(Saved entries)
----

PR #280, opened 2026-06-04
heartbeat: make the dedicated heartbeat agent opt-in and config-driven

koorbela:
## Why this matters

The dedicated channel-less `heartbeat` sub-agent auto-starts on every dashboard boot whenever the respawn gate is on (the single-host default). Two consequences fall out of that:

1. A fresh or upgrading install silently spawns a sub-agent that reads the operator's calendar and database, with no opt-in.
2. The scaffolded `agents/heartbeat/CLAUDE.md` bakes in one deployment's identity: a personal Google Calendar address, an absolute `/Users/<name>/...` store path, and hardcoded owner / main-agent names. Every other install then inherits those values on disk and re-renders them on each boot, so the agent points at someone else's calendar and a non-existent absolute path.

## Change

- New `HEARTBEAT_AGENT_ENABLED` env, **default off**. The boot block in `src/index.ts` now starts the heartbeat only when `shouldBootHeartbeatAgent({ respawnEnabled, agentEnabled })` is true, i.e. the host owns the respawn gate AND the heartbeat is explicitly enabled. The gate is a small pure, unit-tested function.
- `renderHeartbeatClaudeMd(id)` is now a pure function fed by `currentHeartbeatIdentity()`, which pulls the owner name (`OWNER_NAME`), the main-agent name/id (`BOT_NAME` / `MAIN_AGENT_ID`), the absolute store dir (`STORE_DIR`), the dashboard origin (`WEB_PORT`) and an optional `HEARTBEAT_CALENDAR_ACCOUNT` from config. No personal address, home-dir path or hardcoded name remains in the shipped scaffold; an empty calendar account renders "your primary calendar" with no address at all.

Files: `src/config.ts`, `src/index.ts`, `src/web/heartbeat-agent-scaffold.ts`, `src/__tests__/heartbeat-agent-scaffold.test.ts`.

## Scope / compatibility

- **Behaviour change for installs that relied on the auto-started heartbeat:** with the new default-off gate they set `HEARTBEAT_AGENT_ENABLED=1` on the respawn host to keep it (and `HEARTBEAT_CALENDAR_ACCOUNT=<account>` to pin the calendar).
- The heartbeat's runtime contract is unchanged: it still never calls a channel send tool, still hands its summary to the main agent over inter-agent message, and stays headless.
- Side fix: the Kanban instruction now uses the absolute store path in both the prose and the `sqlite3` command. The command was previously relative (`sqlite3 store/claudeclaw.db`) and would not have resolved from the agent's working dir.

## Test plan

- `npx tsc --noEmit` clean.
- New `src/__tests__/heartbeat-agent-scaffold.test.ts` (17 tests) covers:
  - the `shouldBootHeartbeatAgent` truth table (boots only when both gates are on; default-off holds);
  - identity threading (owner name, main-agent id in the routed message, absolute store paths, dashboard origin);
  - the set vs empty calendar-account branches;
  - regression guards that the rendered output carries no email beyond the configured account (and none at all for the empty default), no `/Users/` or `/home/` path, no leftover default identity name, and no em-dash;
  - that the hard behavioural contract (never reply/Telegram/Slack, headless) survives the rewrite.
- Full `src/` vitest suite green, except one pre-existing `managed-settings` failure that is unrelated to this change and also fails on `main`.

## Known limitations

- `HEARTBEAT_CALENDAR_ACCOUNT` is a single account; multi-calendar aggregation is out of scope.
- The dashboard origin is rendered as `http://localhost:<WEB_PORT>`. A `WEB_HOST` bound to a non-loopback address would make that wrong for a remote caller, but the heartbeat sub-agent always runs locally on the same host, so localhost is correct here.

### DIFF
--- a/src/__tests__/heartbeat-agent-scaffold.test.ts
+++ b/src/__tests__/heartbeat-agent-scaffold.test.ts
@@ -1,0 +1,136 @@
+import { describe, it, expect } from 'vitest'
+import {
+  renderHeartbeatClaudeMd,
+  shouldBootHeartbeatAgent,
+  type HeartbeatIdentity,
+} from '../web/heartbeat-agent-scaffold.js'
+
+// A fully generic identity -- no real deployment values. The renderer is
+// pure, so every operator-specific string in its output must trace back to
+// one of these fields.
+const ID: HeartbeatIdentity = {
+  ownerName: 'Nina',
+  botName: 'Helios',
+  mainAgentId: 'helios',
+  storeDir: '/srv/app/store',
+  dashboardOrigin: 'http://localhost:3420',
+  calendarAccount: 'nina@example.com',
+}
+
+describe('renderHeartbeatClaudeMd', () => {
+  it('threads the owner name into the role + hard rules', () => {
+    const out = renderHeartbeatClaudeMd(ID)
+    expect(out).toContain("across Nina's systems")
+    expect(out).toContain('you NEVER contact Nina directly')
+  })
+
+  it('names the main agent as the relay target by display name', () => {
+    const out = renderHeartbeatClaudeMd(ID)
+    expect(out).toContain('hand the result to the main agent (Helios)')
+  })
+
+  it('routes the inter-agent message to the main agent id', () => {
+    const out = renderHeartbeatClaudeMd(ID)
+    expect(out).toContain('"to":"helios"')
+    // The sender is always the fixed heartbeat agent id.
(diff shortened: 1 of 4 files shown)


Szotasz:
Merged to `develop` via 0080a91 (cherry-picked clean onto develop + combined build/test green). Köszi! A PR base=main volt; a változás a develop-on van, innen promotálódik main-re a következő release-kor.

PR #281, opened 2026-06-04
backup: derive the launchd-jobs glob from MAIN_AGENT_ID, not a hardcoded label

koorbela:
## Why this matters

----

◆ Instructions to follow ◆
Give only the number of lines above holding "toContain".

◆ Solution for this task ◆
4